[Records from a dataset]
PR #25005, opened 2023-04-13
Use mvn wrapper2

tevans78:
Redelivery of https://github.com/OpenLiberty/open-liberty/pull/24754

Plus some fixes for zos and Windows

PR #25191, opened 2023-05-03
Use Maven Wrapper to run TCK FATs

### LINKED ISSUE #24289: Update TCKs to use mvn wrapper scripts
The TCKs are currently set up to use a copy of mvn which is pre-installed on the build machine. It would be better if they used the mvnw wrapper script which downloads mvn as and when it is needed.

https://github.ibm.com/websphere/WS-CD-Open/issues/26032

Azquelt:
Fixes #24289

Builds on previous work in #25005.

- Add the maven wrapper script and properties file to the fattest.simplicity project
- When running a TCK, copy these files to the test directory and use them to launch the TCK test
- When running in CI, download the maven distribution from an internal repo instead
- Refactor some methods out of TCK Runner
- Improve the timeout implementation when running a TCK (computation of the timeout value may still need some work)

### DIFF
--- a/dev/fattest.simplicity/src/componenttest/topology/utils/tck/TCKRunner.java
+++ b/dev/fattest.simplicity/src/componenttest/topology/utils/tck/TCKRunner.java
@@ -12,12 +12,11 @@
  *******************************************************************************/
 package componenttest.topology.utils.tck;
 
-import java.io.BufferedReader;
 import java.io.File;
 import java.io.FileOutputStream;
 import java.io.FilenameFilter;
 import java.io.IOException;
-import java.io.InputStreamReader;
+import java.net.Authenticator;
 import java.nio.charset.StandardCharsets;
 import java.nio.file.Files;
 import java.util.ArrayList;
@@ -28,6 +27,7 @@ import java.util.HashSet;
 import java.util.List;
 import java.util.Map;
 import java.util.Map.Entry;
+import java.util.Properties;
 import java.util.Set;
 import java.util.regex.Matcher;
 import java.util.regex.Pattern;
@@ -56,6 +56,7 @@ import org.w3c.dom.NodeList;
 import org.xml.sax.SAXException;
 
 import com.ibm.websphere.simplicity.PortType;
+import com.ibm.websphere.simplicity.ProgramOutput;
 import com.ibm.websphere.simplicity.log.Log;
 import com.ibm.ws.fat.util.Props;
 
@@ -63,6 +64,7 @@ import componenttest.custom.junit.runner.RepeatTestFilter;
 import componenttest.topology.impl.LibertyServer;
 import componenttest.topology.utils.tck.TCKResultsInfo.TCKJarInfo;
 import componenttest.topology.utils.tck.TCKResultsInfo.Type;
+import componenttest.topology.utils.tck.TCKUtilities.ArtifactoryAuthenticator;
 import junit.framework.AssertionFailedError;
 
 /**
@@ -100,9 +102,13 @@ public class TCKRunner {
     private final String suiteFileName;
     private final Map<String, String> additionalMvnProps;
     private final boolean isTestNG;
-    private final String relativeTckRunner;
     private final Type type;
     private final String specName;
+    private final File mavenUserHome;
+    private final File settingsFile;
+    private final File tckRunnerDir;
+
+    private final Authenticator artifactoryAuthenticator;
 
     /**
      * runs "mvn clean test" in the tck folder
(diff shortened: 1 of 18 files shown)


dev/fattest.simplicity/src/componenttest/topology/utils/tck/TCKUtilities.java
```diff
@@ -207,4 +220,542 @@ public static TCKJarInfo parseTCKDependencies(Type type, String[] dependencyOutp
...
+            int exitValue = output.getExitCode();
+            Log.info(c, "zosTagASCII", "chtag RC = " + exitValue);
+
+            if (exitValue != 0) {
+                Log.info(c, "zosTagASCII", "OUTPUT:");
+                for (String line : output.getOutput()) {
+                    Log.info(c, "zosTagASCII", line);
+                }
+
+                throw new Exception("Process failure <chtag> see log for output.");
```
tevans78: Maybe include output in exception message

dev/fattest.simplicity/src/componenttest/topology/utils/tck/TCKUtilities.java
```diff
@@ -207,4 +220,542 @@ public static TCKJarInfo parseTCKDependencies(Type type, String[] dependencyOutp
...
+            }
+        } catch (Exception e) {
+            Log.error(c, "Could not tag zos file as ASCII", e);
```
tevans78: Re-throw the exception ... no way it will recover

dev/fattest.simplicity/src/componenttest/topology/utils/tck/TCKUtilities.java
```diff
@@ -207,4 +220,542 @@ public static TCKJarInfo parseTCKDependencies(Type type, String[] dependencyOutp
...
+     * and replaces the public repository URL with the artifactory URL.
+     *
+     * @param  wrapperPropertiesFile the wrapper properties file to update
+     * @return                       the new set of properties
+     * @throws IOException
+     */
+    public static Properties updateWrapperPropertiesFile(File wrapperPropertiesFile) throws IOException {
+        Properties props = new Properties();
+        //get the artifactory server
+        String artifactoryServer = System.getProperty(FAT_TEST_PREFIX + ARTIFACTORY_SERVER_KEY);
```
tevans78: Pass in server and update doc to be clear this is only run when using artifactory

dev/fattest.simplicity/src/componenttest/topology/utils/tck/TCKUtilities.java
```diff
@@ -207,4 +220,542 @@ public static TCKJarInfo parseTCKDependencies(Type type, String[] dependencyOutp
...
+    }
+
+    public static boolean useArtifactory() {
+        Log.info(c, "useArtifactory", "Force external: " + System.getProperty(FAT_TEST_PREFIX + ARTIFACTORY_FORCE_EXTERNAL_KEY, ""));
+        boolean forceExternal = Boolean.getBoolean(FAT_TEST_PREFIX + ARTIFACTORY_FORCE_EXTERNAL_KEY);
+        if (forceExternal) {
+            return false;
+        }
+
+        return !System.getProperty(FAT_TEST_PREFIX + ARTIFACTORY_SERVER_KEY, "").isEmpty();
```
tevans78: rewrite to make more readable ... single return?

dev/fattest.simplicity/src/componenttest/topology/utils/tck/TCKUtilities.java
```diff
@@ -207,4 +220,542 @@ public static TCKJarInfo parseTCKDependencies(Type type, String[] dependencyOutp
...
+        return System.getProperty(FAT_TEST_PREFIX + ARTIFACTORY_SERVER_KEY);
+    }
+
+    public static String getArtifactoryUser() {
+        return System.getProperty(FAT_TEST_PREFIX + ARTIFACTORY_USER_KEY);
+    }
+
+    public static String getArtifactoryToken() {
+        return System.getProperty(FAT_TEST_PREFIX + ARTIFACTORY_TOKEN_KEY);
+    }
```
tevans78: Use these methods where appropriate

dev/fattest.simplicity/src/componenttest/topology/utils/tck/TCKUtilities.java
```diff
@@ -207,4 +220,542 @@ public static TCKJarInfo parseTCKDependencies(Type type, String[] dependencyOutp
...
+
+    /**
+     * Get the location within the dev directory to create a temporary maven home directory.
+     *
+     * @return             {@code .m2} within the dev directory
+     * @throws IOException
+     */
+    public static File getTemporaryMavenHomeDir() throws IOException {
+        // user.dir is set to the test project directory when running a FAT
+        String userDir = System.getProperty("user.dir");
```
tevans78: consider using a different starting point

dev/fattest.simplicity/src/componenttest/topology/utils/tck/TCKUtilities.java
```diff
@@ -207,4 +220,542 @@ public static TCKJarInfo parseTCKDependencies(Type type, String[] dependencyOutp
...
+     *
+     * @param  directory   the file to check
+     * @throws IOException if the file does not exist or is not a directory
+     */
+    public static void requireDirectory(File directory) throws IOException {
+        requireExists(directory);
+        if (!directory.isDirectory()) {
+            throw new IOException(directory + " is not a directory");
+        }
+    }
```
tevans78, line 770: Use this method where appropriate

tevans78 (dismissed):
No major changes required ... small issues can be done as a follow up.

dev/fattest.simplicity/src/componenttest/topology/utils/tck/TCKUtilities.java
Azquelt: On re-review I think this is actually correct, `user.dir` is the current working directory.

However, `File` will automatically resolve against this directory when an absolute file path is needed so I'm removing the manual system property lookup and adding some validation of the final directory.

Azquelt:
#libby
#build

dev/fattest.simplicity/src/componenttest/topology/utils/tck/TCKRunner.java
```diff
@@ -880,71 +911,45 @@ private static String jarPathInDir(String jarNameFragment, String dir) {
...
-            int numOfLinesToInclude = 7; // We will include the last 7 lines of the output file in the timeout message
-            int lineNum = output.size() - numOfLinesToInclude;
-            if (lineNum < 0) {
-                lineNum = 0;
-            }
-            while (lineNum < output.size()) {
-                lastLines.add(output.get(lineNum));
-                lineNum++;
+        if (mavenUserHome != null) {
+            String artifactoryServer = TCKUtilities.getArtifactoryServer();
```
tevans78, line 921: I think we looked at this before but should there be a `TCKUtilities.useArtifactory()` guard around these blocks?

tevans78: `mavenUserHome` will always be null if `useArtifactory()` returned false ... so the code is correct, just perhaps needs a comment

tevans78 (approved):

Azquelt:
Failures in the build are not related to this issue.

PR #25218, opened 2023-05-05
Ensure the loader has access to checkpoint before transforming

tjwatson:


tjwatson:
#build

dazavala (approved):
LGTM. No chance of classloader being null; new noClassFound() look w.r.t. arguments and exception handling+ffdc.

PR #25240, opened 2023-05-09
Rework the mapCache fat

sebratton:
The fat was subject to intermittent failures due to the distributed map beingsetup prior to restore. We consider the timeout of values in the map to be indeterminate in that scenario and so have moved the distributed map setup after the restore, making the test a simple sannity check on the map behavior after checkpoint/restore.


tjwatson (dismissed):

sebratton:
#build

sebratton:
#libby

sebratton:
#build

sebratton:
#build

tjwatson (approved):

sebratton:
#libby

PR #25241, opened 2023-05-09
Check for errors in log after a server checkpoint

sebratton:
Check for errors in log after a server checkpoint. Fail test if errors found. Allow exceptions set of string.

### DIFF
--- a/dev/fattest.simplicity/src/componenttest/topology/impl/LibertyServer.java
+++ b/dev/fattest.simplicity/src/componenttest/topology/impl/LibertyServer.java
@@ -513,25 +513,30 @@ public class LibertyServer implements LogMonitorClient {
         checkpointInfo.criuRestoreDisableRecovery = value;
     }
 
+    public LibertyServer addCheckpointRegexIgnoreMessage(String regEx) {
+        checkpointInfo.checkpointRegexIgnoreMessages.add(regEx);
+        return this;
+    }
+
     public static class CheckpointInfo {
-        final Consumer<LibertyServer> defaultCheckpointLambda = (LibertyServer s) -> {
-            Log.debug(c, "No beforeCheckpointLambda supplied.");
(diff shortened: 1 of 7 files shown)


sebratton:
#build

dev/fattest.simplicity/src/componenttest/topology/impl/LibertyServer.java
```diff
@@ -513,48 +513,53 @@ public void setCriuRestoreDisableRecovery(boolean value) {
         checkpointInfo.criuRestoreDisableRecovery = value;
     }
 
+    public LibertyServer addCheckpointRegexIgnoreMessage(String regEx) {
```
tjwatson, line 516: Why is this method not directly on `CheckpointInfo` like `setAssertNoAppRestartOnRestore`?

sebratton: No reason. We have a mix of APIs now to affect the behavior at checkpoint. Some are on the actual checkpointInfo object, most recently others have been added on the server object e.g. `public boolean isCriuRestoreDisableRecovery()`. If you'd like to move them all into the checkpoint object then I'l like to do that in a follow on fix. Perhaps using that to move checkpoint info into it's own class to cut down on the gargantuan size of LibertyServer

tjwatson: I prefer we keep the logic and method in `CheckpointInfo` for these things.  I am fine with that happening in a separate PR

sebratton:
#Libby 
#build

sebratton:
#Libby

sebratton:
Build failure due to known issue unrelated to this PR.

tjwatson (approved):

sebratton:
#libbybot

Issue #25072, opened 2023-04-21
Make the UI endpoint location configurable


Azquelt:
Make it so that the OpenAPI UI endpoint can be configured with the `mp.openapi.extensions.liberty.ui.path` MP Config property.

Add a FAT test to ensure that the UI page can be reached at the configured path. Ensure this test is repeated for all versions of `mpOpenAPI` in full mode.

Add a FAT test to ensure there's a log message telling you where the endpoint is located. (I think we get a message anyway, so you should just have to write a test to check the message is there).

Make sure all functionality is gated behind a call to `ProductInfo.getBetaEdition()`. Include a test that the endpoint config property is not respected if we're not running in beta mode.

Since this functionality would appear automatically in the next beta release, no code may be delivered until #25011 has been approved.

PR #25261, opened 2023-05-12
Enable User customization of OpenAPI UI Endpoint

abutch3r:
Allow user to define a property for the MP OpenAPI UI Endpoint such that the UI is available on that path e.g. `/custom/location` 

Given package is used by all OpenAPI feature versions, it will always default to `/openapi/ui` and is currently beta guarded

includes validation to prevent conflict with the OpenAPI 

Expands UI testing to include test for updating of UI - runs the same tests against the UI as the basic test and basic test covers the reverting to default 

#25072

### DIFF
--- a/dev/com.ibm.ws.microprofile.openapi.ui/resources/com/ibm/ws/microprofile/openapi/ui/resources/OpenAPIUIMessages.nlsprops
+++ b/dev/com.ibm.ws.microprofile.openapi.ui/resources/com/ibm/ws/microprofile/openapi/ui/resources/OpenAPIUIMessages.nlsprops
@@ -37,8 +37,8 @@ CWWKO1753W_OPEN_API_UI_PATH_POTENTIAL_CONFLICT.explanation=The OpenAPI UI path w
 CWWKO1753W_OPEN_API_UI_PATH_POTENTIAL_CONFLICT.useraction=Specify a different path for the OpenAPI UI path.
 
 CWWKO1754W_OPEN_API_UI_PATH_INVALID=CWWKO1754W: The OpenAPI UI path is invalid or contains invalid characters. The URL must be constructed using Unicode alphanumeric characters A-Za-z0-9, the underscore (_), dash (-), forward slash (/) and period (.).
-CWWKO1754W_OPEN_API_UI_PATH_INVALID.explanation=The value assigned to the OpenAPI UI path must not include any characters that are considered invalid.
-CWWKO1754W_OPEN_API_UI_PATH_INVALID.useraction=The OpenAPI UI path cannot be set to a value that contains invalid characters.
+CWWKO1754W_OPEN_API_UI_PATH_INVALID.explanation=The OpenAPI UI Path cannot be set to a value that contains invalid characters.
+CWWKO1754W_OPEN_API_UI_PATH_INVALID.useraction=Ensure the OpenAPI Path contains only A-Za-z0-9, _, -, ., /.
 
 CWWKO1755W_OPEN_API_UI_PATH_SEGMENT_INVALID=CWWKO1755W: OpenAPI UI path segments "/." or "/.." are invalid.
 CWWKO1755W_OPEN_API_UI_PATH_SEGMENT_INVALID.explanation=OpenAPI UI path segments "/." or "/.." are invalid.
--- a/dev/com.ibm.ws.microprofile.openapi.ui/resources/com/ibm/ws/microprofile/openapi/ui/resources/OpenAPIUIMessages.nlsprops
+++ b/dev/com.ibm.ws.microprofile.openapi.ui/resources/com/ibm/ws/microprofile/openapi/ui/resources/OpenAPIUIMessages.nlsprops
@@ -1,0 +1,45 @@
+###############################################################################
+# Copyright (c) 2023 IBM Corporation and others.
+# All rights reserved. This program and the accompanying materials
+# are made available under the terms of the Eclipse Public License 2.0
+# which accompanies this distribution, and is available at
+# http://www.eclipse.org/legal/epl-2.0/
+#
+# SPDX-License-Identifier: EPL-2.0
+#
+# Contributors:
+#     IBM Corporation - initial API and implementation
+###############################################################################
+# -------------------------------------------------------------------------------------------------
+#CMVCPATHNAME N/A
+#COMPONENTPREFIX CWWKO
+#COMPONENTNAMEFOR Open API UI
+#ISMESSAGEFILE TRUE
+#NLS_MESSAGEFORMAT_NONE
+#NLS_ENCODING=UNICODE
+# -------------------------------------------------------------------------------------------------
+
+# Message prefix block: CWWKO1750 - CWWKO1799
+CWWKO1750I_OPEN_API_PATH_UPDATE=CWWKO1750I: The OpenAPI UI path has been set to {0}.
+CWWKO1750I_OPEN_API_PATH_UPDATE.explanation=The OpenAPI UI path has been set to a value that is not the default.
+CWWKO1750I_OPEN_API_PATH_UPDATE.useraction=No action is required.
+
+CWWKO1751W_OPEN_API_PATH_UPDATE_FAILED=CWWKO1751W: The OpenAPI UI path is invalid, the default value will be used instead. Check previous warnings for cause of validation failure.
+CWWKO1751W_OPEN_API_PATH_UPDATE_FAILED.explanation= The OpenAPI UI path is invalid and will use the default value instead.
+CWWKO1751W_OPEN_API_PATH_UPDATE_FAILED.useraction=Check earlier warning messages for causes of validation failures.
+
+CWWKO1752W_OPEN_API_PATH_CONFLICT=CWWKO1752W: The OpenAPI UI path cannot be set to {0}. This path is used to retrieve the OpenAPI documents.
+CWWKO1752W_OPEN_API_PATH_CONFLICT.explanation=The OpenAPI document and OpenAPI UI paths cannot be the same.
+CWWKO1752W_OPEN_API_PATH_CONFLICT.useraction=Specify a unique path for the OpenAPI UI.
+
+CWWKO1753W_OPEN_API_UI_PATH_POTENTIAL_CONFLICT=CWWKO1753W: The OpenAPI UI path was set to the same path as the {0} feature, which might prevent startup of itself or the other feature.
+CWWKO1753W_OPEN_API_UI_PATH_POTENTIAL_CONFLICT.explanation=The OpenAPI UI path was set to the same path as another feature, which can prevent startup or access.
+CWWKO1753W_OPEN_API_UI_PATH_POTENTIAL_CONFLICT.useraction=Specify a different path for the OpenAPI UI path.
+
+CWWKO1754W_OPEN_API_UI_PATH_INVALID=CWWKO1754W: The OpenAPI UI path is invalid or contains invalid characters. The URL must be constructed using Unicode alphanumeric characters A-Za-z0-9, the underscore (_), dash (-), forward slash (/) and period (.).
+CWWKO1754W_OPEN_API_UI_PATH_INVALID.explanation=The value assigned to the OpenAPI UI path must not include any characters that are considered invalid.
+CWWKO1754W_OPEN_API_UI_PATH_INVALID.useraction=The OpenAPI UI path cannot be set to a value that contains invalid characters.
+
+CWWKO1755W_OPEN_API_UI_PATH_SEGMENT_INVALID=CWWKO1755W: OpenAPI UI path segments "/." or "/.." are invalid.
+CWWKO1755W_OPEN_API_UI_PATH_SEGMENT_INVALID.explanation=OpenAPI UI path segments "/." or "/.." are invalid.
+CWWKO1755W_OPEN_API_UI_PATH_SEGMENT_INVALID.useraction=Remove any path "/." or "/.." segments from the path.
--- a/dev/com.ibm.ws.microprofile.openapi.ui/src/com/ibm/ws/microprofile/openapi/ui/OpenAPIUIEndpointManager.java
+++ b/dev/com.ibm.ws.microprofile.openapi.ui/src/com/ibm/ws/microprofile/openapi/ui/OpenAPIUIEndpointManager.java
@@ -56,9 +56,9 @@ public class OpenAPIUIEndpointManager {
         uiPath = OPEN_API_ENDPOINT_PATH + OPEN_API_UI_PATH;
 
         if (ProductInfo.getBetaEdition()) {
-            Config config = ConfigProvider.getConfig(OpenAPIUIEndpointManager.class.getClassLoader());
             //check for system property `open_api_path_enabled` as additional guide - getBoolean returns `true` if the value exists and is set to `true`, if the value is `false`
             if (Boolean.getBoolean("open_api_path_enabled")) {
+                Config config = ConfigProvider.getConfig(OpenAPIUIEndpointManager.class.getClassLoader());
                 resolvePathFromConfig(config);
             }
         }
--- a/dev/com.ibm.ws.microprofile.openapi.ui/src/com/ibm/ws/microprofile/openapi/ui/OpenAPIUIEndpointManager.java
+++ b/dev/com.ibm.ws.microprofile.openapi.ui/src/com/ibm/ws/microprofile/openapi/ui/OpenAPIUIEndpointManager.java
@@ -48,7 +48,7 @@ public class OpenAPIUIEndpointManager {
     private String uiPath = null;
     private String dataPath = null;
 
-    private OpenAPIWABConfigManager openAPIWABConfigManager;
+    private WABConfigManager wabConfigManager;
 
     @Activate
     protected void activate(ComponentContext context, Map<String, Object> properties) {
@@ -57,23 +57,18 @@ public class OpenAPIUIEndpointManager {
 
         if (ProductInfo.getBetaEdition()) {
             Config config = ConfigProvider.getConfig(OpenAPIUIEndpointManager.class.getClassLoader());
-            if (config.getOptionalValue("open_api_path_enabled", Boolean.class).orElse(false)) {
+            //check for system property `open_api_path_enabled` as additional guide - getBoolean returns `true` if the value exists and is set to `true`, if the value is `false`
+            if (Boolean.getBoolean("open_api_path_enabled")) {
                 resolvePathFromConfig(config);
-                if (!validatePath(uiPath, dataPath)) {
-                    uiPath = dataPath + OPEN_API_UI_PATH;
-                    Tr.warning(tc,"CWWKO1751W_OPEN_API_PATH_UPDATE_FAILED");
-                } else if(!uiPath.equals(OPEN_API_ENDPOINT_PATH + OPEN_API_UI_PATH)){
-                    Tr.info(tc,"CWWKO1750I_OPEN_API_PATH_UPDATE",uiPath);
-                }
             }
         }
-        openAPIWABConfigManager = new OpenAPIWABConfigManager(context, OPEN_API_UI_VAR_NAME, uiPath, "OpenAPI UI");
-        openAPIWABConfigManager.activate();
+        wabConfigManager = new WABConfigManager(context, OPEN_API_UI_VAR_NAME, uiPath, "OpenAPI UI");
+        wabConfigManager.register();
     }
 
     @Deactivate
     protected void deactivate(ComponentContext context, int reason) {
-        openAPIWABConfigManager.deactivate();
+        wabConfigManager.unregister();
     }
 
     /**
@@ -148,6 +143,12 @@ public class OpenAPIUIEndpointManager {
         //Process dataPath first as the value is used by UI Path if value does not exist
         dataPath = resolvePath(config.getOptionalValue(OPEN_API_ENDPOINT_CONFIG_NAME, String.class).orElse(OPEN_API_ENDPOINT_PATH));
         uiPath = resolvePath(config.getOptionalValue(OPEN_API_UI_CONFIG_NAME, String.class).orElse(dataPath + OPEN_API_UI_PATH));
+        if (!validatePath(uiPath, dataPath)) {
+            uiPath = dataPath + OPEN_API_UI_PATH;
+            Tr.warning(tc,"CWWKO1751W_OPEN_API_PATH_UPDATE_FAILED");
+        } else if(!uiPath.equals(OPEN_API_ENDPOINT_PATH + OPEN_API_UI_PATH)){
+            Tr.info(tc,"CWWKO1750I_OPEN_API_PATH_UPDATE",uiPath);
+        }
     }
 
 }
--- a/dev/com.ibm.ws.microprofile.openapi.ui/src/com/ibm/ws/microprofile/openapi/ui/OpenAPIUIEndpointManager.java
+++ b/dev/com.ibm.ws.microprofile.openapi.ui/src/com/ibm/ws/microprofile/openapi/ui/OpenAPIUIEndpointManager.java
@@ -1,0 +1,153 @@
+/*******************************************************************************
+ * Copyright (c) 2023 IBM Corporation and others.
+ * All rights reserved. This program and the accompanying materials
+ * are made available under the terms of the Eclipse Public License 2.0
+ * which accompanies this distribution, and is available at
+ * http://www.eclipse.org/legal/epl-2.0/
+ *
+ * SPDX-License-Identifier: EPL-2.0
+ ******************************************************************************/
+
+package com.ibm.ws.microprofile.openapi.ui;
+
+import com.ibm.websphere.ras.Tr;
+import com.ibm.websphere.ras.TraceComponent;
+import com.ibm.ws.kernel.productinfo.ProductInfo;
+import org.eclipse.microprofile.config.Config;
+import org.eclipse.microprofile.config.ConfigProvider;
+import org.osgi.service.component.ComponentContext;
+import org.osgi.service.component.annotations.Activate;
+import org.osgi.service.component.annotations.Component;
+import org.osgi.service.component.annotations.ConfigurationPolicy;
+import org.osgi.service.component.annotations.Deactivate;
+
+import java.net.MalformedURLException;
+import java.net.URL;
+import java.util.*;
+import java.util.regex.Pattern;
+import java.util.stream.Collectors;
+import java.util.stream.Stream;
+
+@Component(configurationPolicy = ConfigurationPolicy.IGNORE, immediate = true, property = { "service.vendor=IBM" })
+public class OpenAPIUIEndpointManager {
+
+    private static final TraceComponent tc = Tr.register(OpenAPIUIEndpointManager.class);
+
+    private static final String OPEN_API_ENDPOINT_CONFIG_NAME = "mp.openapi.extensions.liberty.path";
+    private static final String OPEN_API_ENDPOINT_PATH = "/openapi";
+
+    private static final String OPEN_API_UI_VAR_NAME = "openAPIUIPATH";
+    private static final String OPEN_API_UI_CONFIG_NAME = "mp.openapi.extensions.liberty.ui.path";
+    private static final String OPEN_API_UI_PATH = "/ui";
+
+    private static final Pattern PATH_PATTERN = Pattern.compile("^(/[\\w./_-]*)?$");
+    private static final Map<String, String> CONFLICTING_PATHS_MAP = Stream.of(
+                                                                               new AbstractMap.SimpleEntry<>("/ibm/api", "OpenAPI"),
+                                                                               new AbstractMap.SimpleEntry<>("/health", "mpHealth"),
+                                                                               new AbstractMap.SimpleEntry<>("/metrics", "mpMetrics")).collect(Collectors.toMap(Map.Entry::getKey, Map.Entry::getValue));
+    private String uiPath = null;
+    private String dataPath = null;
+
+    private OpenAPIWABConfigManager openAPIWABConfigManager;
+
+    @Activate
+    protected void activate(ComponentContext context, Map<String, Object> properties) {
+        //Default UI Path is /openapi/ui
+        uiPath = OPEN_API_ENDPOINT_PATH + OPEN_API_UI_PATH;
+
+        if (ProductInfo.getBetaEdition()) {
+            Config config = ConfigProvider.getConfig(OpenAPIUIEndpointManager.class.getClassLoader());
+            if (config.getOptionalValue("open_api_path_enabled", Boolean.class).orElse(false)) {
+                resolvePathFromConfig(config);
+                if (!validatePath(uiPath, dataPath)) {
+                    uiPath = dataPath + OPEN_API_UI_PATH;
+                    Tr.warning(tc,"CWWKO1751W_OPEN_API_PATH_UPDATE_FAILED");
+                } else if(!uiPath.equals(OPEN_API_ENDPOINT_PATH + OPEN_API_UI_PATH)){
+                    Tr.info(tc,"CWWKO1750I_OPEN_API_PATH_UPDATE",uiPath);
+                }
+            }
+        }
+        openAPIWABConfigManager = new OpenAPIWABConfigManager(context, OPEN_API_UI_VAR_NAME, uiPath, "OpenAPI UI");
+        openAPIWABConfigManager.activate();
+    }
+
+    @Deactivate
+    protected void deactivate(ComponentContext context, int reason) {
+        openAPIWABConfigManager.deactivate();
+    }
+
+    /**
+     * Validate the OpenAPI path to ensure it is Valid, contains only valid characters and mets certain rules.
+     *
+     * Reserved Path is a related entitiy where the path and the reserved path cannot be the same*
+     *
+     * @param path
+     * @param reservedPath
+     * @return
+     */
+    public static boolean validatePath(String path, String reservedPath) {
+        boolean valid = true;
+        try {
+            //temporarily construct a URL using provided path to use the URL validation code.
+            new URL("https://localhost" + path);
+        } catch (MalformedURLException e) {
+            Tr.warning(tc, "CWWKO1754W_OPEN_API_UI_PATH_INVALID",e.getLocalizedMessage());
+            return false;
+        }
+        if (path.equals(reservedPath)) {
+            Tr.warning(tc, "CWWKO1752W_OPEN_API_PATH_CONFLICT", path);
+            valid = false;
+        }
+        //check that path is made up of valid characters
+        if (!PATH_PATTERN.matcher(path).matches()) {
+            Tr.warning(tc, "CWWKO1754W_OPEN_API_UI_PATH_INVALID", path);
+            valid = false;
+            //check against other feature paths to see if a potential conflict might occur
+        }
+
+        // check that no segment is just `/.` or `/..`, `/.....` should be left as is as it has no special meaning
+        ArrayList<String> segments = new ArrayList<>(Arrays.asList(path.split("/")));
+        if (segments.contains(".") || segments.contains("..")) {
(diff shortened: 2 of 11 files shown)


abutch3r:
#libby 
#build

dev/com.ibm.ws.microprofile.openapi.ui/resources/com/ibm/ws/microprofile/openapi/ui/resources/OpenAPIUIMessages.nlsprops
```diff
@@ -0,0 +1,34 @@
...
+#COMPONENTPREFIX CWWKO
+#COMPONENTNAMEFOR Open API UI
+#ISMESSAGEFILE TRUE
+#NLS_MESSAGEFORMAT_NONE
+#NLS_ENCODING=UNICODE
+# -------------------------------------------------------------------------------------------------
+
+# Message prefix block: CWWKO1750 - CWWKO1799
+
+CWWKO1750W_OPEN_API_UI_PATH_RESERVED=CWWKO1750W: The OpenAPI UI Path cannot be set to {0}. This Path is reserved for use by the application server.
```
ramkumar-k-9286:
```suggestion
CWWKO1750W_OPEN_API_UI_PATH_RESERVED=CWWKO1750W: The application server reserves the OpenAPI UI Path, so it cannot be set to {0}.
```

* [TASK DETAILS]: The reply should hold only the lines from the top of the records through the line that has "- Refactor some methods out of TCK Runner", each one exact.

* [WRITTEN REPLY]:
PR #25005, opened 2023-04-13
Use mvn wrapper2

tevans78:
Redelivery of https://github.com/OpenLiberty/open-liberty/pull/24754

Plus some fixes for zos and Windows

PR #25191, opened 2023-05-03
Use Maven Wrapper to run TCK FATs

### LINKED ISSUE #24289: Update TCKs to use mvn wrapper scripts
The TCKs are currently set up to use a copy of mvn which is pre-installed on the build machine. It would be better if they used the mvnw wrapper script which downloads mvn as and when it is needed.

https://github.ibm.com/websphere/WS-CD-Open/issues/26032

Azquelt:
Fixes #24289

Builds on previous work in #25005.

- Add the maven wrapper script and properties file to the fattest.simplicity project
- When running a TCK, copy these files to the test directory and use them to launch the TCK test
- When running in CI, download the maven distribution from an internal repo instead
- Refactor some methods out of TCK Runner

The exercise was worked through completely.